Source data
Issue #771, opened 2023-07-25
dnf5daemon: Add functions to enable/disable repos in org.rpm.dnf.v0.rpm.Repo


mcrha:
In order to be feature complete with PackageKit (on the gnome-software side), it would be good to add functions to enable and disable repositories into the org.rpm.dnf.v0.rpm.Repo D-Bus interface.

jan-kolarik:
More details in https://bugzilla.redhat.com/show_bug.cgi?id=2124496.

mcrha:
Maybe I do something wrong. I've compiled dnf5 at commit 440469681c8ec06884dcf8dbd73c2ab9105eeed1 and I run it (started as a root from a command line `$PREFIX/sbin/dnf5daemon-server --verbose` (the `--verbose` doesn't seem to do anything)), and I see it being used based on the `DEBUG` lines on the dnf5daemon-server terminal.

The response from enable/disable repo call is an error: `Action org.rpm.dnf.v0.rpm.Repo.conf_write is not registered`.

When I try to install an RPM app I'm asked for a wheel user password and the app is installed, from which i suppose my way of running the server is not that wrong. I've not been asked for the wheel user password when doing enable/disable of the repo.

I know I'm running the built version of the dnf5 server, because when the system server is running the error is different: `Unknown method disable or interface org.rpm.dnf.v0.rpm.Repo`, which makes sense, the method had been just added.

ppisar:
Does your $PREFIX/sbin/dnf5daemon-server link to your new libdnf5.so.1?

I tried enabling a repository with "dnf5daemon-client repo enable f41-build" command with DNF5 built from commit c60cd47e5920fe22d06b0e70e96c6d3fa354be72 (later than yours) and it worked for me fine. You can try the nightly builds yourself from <https://download.copr.fedorainfracloud.org/results/rpmsoftwaremanagement/dnf-nightly/fedora-rawhide-x86_64/>.

m-blaha:
I think the problem is that the PR (specifically 57f8f3a61ffc8de47602145bf10dae2cfb57c36d) renames polkit policy org.rpm.dnf.v0.rpm.RepoConf.write -> org.rpm.dnf.v0.rpm.Repo.conf_write.

mcrha:
> Does your $PREFIX/sbin/dnf5daemon-server link to your new libdnf5.so.1?

Yes, it does. Though I see it depends how the terminal is set up, because `ldd` can pick the system lib as well.

[...]

PR #1266, opened 2024-02-21
dnf5daemon: Introduce enabling repositories in Repo interface

jan-kolarik:
Move the existing functionality of enabling and disabling of repositories from the `RepoConf` interface.

Drop the `RepoConf` interface as the remaining list functionality that is required by clients is already provided by the `Repo::list`.

Change the logic of commands to be strict against invalid arguments.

→ What you should do
Word for word, copy out all of the data shown above.

→ Completed task
Issue #771, opened 2023-07-25
dnf5daemon: Add functions to enable/disable repos in org.rpm.dnf.v0.rpm.Repo


mcrha:
In order to be feature complete with PackageKit (on the gnome-software side), it would be good to add functions to enable and disable repositories into the org.rpm.dnf.v0.rpm.Repo D-Bus interface.

jan-kolarik:
More details in https://bugzilla.redhat.com/show_bug.cgi?id=2124496.

mcrha:
Maybe I do something wrong. I've compiled dnf5 at commit 440469681c8ec06884dcf8dbd73c2ab9105eeed1 and I run it (started as a root from a command line `$PREFIX/sbin/dnf5daemon-server --verbose` (the `--verbose` doesn't seem to do anything)), and I see it being used based on the `DEBUG` lines on the dnf5daemon-server terminal.

The response from enable/disable repo call is an error: `Action org.rpm.dnf.v0.rpm.Repo.conf_write is not registered`.

When I try to install an RPM app I'm asked for a wheel user password and the app is installed, from which i suppose my way of running the server is not that wrong. I've not been asked for the wheel user password when doing enable/disable of the repo.

I know I'm running the built version of the dnf5 server, because when the system server is running the error is different: `Unknown method disable or interface org.rpm.dnf.v0.rpm.Repo`, which makes sense, the method had been just added.

ppisar:
Does your $PREFIX/sbin/dnf5daemon-server link to your new libdnf5.so.1?

I tried enabling a repository with "dnf5daemon-client repo enable f41-build" command with DNF5 built from commit c60cd47e5920fe22d06b0e70e96c6d3fa354be72 (later than yours) and it worked for me fine. You can try the nightly builds yourself from <https://download.copr.fedorainfracloud.org/results/rpmsoftwaremanagement/dnf-nightly/fedora-rawhide-x86_64/>.

m-blaha:
I think the problem is that the PR (specifically 57f8f3a61ffc8de47602145bf10dae2cfb57c36d) renames polkit policy org.rpm.dnf.v0.rpm.RepoConf.write -> org.rpm.dnf.v0.rpm.Repo.conf_write.

mcrha:
> Does your $PREFIX/sbin/dnf5daemon-server link to your new libdnf5.so.1?

Yes, it does. Though I see it depends how the terminal is set up, because `ldd` can pick the system lib as well.

[...]

PR #1266, opened 2024-02-21
dnf5daemon: Introduce enabling repositories in Repo interface

jan-kolarik:
Move the existing functionality of enabling and disabling of repositories from the `RepoConf` interface.

Drop the `RepoConf` interface as the remaining list functionality that is required by clients is already provided by the `Repo::list`.

Change the logic of commands to be strict against invalid arguments.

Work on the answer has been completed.